Manuel descubre toda la verdad sobre Vera en ‘La Promesa’ (Mejores momentos)

La tensión se palpa desde el primer segundo.

Manuel aparece de improviso ante Vera, y lo que comienza como un sobresalto se convierte rápidamente en una de las conversaciones más reveladoras que se han vivido en 'La Promesa'. El marqués no viene con rodeos: «¿Quién eres en realidad, Vera? ¿O debería llamarte Mercedes?». La doncella intenta reaccionar, pero Manuel corta cualquier escapatoria: «Ni lo intentes. He estado hablando con el duque de Carril. Dime la verdad. Es tu padre».

Y así, sin más margen para el disimulo, Vera se ve obligada a desnudar por completo su historia. Una historia que arranca con una hija que descubrió la cara más oscura de su propio padre: «Hace un tiempo me enteré de que no todos los negocios de mi padre eran limpios. Que con tal de conseguir sus fines recurría a la extorsión, al fraude, que no tenía ningún tipo de escrúpulo». Lo que siguió fue un acto de valentía que le salió caro. Vera recogió pruebas y lo denunció, pero la justicia le falló. El duque movió hilos, salió libre y volvió con sed de venganza.

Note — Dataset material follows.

PR #122, opened 2017-10-15
Twig namespacing refactor

illepic:
Twig namespacing is now more configurable and works within the gulp.pipe() world better (returns Buffer files).


gulpfile.js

El miedo fue lo que la empujó a huir. López la encontró vagando por el monte y la trajo al palacio, donde un golpe de azar —o de mala suerte— la convirtió en doncella ante los ojos de la señora marquesa. «Yo me puse el uniforme de doncella para salir de mi escondite y dar una vuelta por el palacio. Con tal mala suerte que me vio la señora marquesa, me confundió con una nueva doncella», relata Vera con una sinceridad que desarma. Manuel no puede ocultar su asombro: la hija de un duque aprendiendo a servir sobre la marcha, construyéndose una vida completamente ajena a la que conoció. Ella lo resume con una frase que encierra toda su resignación y toda su fortaleza: «No hay mejor maestro que lo irremediable».

Pero la confesión no termina ahí. Vera revela que su padre la descubrió durante una de sus visitas al palacio, aunque el reencuentro no fue como esperaba: él se mostró feliz de haberla encontrado. Una alegría que, como Manuel sabe bien, esconde intereses mucho más turbios. Lo que de verdad golpea al marqués es saber que Curro conocía todo desde el principio. «Mi hermano lo sabía», confirma Vera, y el gesto de Manuel deja claro que esa omisión le duele casi tanto como el engaño del duque.

El desenlace de la conversación es amargo. Manuel confiesa que el duque de Carril le ha exigido más dinero a cambio de su silencio, amenazando con difundir que los Luján secuestraron a su hija. Vera se derrumba: «No puedo creerme que mi padre le esté haciendo esto.

Él sabe que si yo estoy aquí es por propia voluntad». Intenta ofrecer una solución, hablar con él, apelar a ese reencuentro que parecía esperanzador. Pero Manuel la frena en seco con una sentencia que cae como un jarro de agua fría: «Lo siento mucho, Vera. Pero si algo ha quedado claro hasta ahora es que tu padre tan solo te está utilizando».

Un momento que lo cambia todo en 'La Promesa'. La verdad sobre Vera queda al descubierto, pero lejos de traer alivio, abre un frente nuevo y peligroso. El duque de Carril no es solo un padre ausente: es un chantajista sin escrúpulos dispuesto a convertir a su propia hija en moneda de cambio. Y Manuel, ahora con todas las cartas sobre la mesa, deberá decidir hasta dónde está dispuesto a llegar para proteger a los suyos.